# What Kind of Introvert am I?



## calcifer (Oct 31, 2011)

*1) What aspect of your personality made you unsure of your type?*

I've looked into the various personality types, and the only thing that I'm absolutely sure about is that I'm Introverted. Other than that, I can't decide which best fits me, since I see parts of myself scattered through most of the Introvert personality types. The tests I've taken said I'm ISTP, INTP, ISFP, INFJ... 

*2) What do you yearn for in life? Why?*

I think I mostly yearn to live with a sense of peace. That I don't have to worry about managing money (which, admittedly, I'm horrible at), or being left in a situation that I can't help myself. I hate feeling vulnerable, and I'd like to be able to say, after I've lived my life into old age, that I accomplished everything that I wanted to, that I found the answers to the questions that I wanted to know, and that I have no regrets.

*3) Think about a time where you felt like you were at your finest. Tell us what made you feel that way.*

Up until now, it's probably when I passed my Junior year in high school. During my Junior year, I was having trouble with my Shop (I'm in a Vocational High School). There was this certain aspect of the class that I wasn't getting—we were doing labs that provided us with a set of instructions to follow, and afterwards we were supposed to turn in a write up of how we went about doing the lab. I thought this would be easy, and I liked the setup because I didn't have to talk to anyone to finish the assignment and the instructions were right there for me. However, there was a specific part of the assignment that I didn't get since it was passed throughout the class verbally. Specifically, there was something I had to do that wasn't on the written lab. For some reason, I have this habit of not asking for help. I don't know what it is, but I just feel a high level of discomfort when asking for help. So I didn't. I figured I could try and figure it out myself. Terms went by, and I tried everything I could think of but I couldn't figure it out. Finally, when a Progress Report came in that I was failing for the year, my mom said that she was going to go into the school and talk to the teacher. Petrified, I begged her not to go in, that it was my fault, not the teacher's. She relented, sending a note instead and giving me a big speech on how stubborn I was and how stupid, that I need to learn how to ask for help. Afterwards, the teacher came up to me and asked me what I needed help with and I finally got the answer. I think it would have been avoided if the step was listed on the lab. 
Afterwards, I had to work extremely hard in order to get my grade up to passing (I even had to do summer work). I stayed over school for weeks and did a bunch of extra credit work and I was able to pass. 
Sorry if that's a long explanation.

*4) What makes you feel inferior?*

When I can't figure out an answer to a question or when I can't figure out how to do something.
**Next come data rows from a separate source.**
Issue #132, opened 2016-11-29
Support Environment Variable for config file


darnir:
Wget2 should try to follow the XDG base directory specifications for configuration and data files.

Also, we should have an option to set the user config file via an environment variable similar to `WGETRC`

Also, some options in Wget 1.x are not supported in Wget2 and vice versa, how are we handling these cases?

I was unable to find any information in the manual pages for wget2 about this. I think this is critical information that must be explained before the Alpha release.

rockdaboot:
> Wget2 should try to follow the XDG base directory specifications for configuration and data files.

Not a bug, more of a wishlist. For the alpha release we follow Wget1.x conventions.

> Also, we should have an option to set the user config file via an environment variable similar to WGETRC.

Yes.

> Also, some options in Wget 1.x are not supported in Wget2 and vice versa, how are we handling these cases?

Explained/documented in the [wiki](https://github.com/rockdaboot/wget2/wiki)
We could move that into the docs as .md file.

darnir:
Thanks for adding the last commit, reading $WGETRC and using xdg-dirs. One more thing pending is tilde expansion for filenames, especially hsts-file, ocsp-file and tsl-session. I'm working on writing that using `wordexp`. I'll send a patch soon

rockdaboot:
glob() should be used IMO. It is covered by gnulib... and don't we use it already ?

rockdaboot:
see options.c/get_home_dir(void)

darnir:
`man glob` says this:

> The glob() function searches for all the pathnames matching pattern according to the rules used by the shell (see glob(7)).  No tilde expansion
>        or parameter substitution is done; if you want these, use wordexp(3).

Hence, the choice to use `wordexp`.  I tried setting `hsts-file = ~/.config/wget/hsts-file` in my wgetrc and passed it to wget2. It tried to access a file in a directory called "~", so I guess we are not performing tilde expansion when we read from the config file. The shell does it for us when we use the command line options

darnir:
Okay, reading the man page further shows that the first line in there is wrong. `glob()` can indeed perform tilde expansion when used with `GLOB_TILDE`. Maybe should file a bug with then to change the man page

darnir:
In light of this, I'll change my WIP to use glob instead of wordexp since that gives us better gnulib support as well

darnir:
[...]

PR #134, opened 2016-12-01
Support shell expansion of filenames from wgetrc

darnir:
* bootstrap.conf: Add module wordexp
* src/options.c (_shell_expand): New function to perform local shell
expansion on a given string
(parse_filename): Parse the input string and perform shell expansion on
it using _shell_expand
(parse_string): Set the parser functions for various options that may be
set from a config file to use parse_filename

### DIFF
--- a/src/options.c
+++ b/src/options.c
@@ -54,6 +54,7 @@
 #include <fcntl.h>
 #include <time.h>
 #include <sys/stat.h>
+#include <wordexp.h>
 //#include <netdb.h>
 
 #include <wget.h>
@@ -246,6 +247,24 @@ static int G_GNUC_WGET_NORETURN print_help(G_GNUC_WGET_UNUSED option_t opt, G_GN
 	exit(0);
 }
 
+static char *_shell_expand(const char *str)
+{
+	char *expanded_str = NULL;
+
+	if (*str == '~') {
+		char *pathptr = strchrnul(str, '/');
+		expanded_str = wget_strnglob(str, pathptr - str, GLOB_TILDE|GLOB_ONLYDIR|GLOB_NOCHECK);
+	}
+
+	// Either the string does not start with a "~", or the glob expansion
+	// failed. In both cases, return the original string back
+	if (!expanded_str) {
+		expanded_str = wget_strdup(str);
+	}
+
+	return expanded_str;
+}
+
 static int parse_integer(option_t opt, const char *val)
 {
 	*((int *)opt->var) = val ? atoi(val) : 0;
@@ -283,6 +302,15 @@ static int parse_numbytes(option_t opt, const char *val)
 			error_printf_exit(_("Invalid byte specifier: %s\n"), val);
 	}
 
+	return 0;
+}
+
+static int parse_filename(option_t opt, const char *val)
+{
+	xfree(*((const char **)opt->var));
+	*((const char **)opt->var) = val ? _shell_expand(val) : NULL;
+
+	debug_printf("Expanded value = %s\n", *(const char **)opt->var);
 	return 0;
 }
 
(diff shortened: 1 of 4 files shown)


darnir:
This should mostly finish #132. Only thing pending would be documenting these features

rockdaboot:
See my comment  on #132 

With latest gnulib:
```
gnulib-tool: warning: module wordexp doesn't exist
```

rockdaboot:
It's a POSIX function, so at least on Windows we have a problem.

rockdaboot:
```
if (*src == '~')
  expanded_str = wget_str_asprintf("%s%s", get_home_dir(), src + 1);
else
  expanded_str = wget_strdup(src);
```

darnir:
@rockdaboot  I've changed the commit to use `glob()` instead of `wordexp()`. 
This is a WIP commit. I wrote it quickly before class in the morning and there might be possibilities for optimization. This will also cause valgrind to report reachable blocks (No memory leaks).

If you're okay with this, I can also split the function `wget_strnglob` into libwget/utils.c and export it from there. Else, I'll rename it so as not to use the libwget namespace. (Of course, if we move it to utils, even `get_home_dir()`should use it then)

rockdaboot:
@Darshit After reading up a few things and looking at bash's tilde expansion C code, I suggest that we leave tilde expansion to the shell. Each shell has it's special cases when to expand tilde. There is also tilde expansion to $PWD and $OLDPWD.

That means e.g. `--config ~/.wgetrc` works while `--config=~/.wgetrc` doesn't (tilde in latter example won't be expanded). We should document this.

If in doubt, people should use $HOME (or $PWD or whatever) instead of using tilde.

Adding tilde expansion to wget2 would introduce incompatibilities and quirks that we can well do without.

darnir:
@rockdaboot While I in general agree that the tilde expansion should be left to the shell, one very important use case is supporting tilde expansion for files passed from `wgetrc`. Having a hard coded absolute path in the wgetrc should not be a requirement. I don't say we support all forms of tilde expansion, but *atleast* when the command comes from a wgetrc file, we should perform expansion into the $HOME directory. It can be documented that only this feature is available.

This is why I would have liked to use `wordexp` it uses the underlying shell to do the expansions. 
When arguments are passed using the command line, the shell performs whatever expansions are required, so that will always work on all platforms where Wget2 can execute.

However, when reading from a config file, we can document that tilde and shell expansions are only done on supported platforms. Apart from Windows, `wordexp` is available in most recent operating systems. GNULib lists these as platforms with portability issues:
 Mac OS X 10.3, OpenBSD 3.8, Minix 3.1.8, IRIX 5.3, Cygwin 1.5.x, mingw, MSVC 9, Interix 3.5, BeOS. 

They are mostly all 10+ years old. Wasn't one of our goals with Wget2 to target newer platforms and let Wget service the old ones? 

There may be quirks or incompatibilities, but I strongly believe that allowing tilde-filenames inside `wgetrc` is a requirement that we cannot relax.

rockdaboot:
OK. Then we have to document, that we only tilde-expand files from config files and only in a certain way (e.g. point to 'man wordexp' or 'man glob' - whatever you decide for).

So I leave it to you if you prefer wordexp or glob.

But wget_strnglob() curretnly is not reentrant and thus no option for libwget.

darnir:
As much as I'd like to use `wordexp` for its simplicity, I think I'll settle for `glob` mostly because it is far more portable.

A reentrant version of wget_strnglob would use no static variables and we can drop the GLOB_APPEND flag.

src/options.c
```diff
@@ -247,38 +247,18 @@ static int G_GNUC_WGET_NORETURN print_help(G_GNUC_WGET_UNUSED option_t opt, G_GN
...
 {
 	char *expanded_str = NULL;
 
 	if (*str == '~') {
 		char *pathptr = strchr(str, '/');
-		char *homestr = wget_strnglob(str, pathptr - str, GLOB_TILDE|GLOB_ONLYDIR|GLOB_MARK);
-		expanded_str = wget_str_asprintf("%s%s", homestr, pathptr+1);
-		xfree(homestr);
-	} else {
+		expanded_str = wget_strnglob(str, pathptr - str, GLOB_TILDE|GLOB_ONLYDIR|GLOB_NOCHECK);
```
darnir: You are right, I missed that. I've pushed a fix. Once everything looks good, I will squash, write a clean commit message and push

rockdaboot: Maybe you can squash it right now, makes review easier on Github.
I'll have a closer look at it tomorrow...

rockdaboot:
I am fine with your patch, just add 'strchrnul' to bootstrap.conf.

rockdaboot:
Any progress here ? strchrnul meanwhile is in bootstrap.conf, src/options.c needs small changes.

darnir:
I am on vacation for a week. Needs a very small set of changes which I'll
finish by the end of the week.

Thanking You,
Darshit Shah

rockdaboot:
Thanks Darshit. Slightly amended and pushed.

*5) What tends to weigh on your decisions? (Do you think about people, pro-cons, how you feel about it, etc.)*

My decisions are usually weighed by what I think makes the most sense. People's thoughts or feelings don't usually come into account since I think people's feeling just muddle up an outcome that would make the most logical sense. I tend to keep people's feelings separate from the problem, since otherwise it would get blown out of proportion.

*6) When working on a project what is normally your emphasis? Do you like to have control of the outcome?*

To make sure it get's done. I tend to procrastinate though, and even then I sometimes stay up all night making sure it gets done. I'd like the outcome to be in good quality.

*7) Describe us a time where you had a lot of fun. How is your memory of it?*

There was a certain summer that my mom was at work until late and my younger siblings were all in daycare until late. I was home by myself and I slept until whenever I wanted, read mountains of stories and books, watched a bunch of movies, played with my dogs, painted and doodled, and went on the internet for as long as I wanted. Some people may not like it, but that's when I had the most fun. Peaceful, quiet, with endless stories.

*8) When you want to learn something new, what feels more natural for you? (Are you more prone to be hands on, to theorize, to memorize, etc)*

I'm more of a visual learner—I try to find a collection of pictures and movies on a concept to better understand it while simultaneously looking at lists of facts and documents about it as well. I tend to picture strings of words in my head too. But if I'm interested in a certain topic, I find it very easy to remember information.

*9) How organized do you to think of yourself as?*

I tend to be very unorganized (much to my mother's chagrin). However, I always take very good care of my stuff and know where most of it is.

*10) How do you judge new ideas? You try to understand the principles behind it to see if they make sense or do you look for information that supports it?*

I think I do a little bit of both... but first I usually look at the principles behind the new idea to see if it makes sense.

*11) You find harmony by making sure everyone is doing fine and belonging to a given group or by making sure that you follow what you believe and being yourself?*

The second thing. I like to follow what I believe and be myself. 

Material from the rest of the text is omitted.